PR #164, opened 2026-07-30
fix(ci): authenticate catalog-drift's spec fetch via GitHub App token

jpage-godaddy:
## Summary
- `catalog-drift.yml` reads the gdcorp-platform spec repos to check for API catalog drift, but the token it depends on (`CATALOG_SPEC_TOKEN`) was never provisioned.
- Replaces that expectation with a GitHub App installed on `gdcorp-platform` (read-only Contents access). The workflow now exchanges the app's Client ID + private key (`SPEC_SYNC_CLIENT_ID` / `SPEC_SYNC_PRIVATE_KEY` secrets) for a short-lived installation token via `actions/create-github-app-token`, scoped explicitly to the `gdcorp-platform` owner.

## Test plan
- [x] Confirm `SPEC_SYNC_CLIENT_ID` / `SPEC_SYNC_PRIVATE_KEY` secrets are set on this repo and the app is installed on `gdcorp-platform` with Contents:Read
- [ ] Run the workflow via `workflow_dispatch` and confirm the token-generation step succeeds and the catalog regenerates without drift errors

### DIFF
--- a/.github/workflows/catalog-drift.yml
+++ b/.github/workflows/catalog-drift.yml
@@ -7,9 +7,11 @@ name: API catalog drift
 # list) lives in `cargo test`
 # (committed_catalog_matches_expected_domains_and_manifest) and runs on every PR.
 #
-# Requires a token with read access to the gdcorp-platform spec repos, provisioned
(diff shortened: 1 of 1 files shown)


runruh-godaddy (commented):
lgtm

■ REQUIRED WORK ■
Repeat each record above precisely as written.

■ COMPLETED EXERCISE ■
PR #164, opened 2026-07-30
fix(ci): authenticate catalog-drift's spec fetch via GitHub App token

jpage-godaddy:
## Summary
- `catalog-drift.yml` reads the gdcorp-platform spec repos to check for API catalog drift, but the token it depends on (`CATALOG_SPEC_TOKEN`) was never provisioned.
- Replaces that expectation with a GitHub App installed on `gdcorp-platform` (read-only Contents access). The workflow now exchanges the app's Client ID + private key (`SPEC_SYNC_CLIENT_ID` / `SPEC_SYNC_PRIVATE_KEY` secrets) for a short-lived installation token via `actions/create-github-app-token`, scoped explicitly to the `gdcorp-platform` owner.

## Test plan
- [x] Confirm `SPEC_SYNC_CLIENT_ID` / `SPEC_SYNC_PRIVATE_KEY` secrets are set on this repo and the app is installed on `gdcorp-platform` with Contents:Read
- [ ] Run the workflow via `workflow_dispatch` and confirm the token-generation step succeeds and the catalog regenerates without drift errors

### DIFF
--- a/.github/workflows/catalog-drift.yml
+++ b/.github/workflows/catalog-drift.yml
@@ -7,9 +7,11 @@ name: API catalog drift
 # list) lives in `cargo test`
 # (committed_catalog_matches_expected_domains_and_manifest) and runs on every PR.
 #
-# Requires a token with read access to the gdcorp-platform spec repos, provisioned
(diff shortened: 1 of 1 files shown)


runruh-godaddy (commented):
lgtm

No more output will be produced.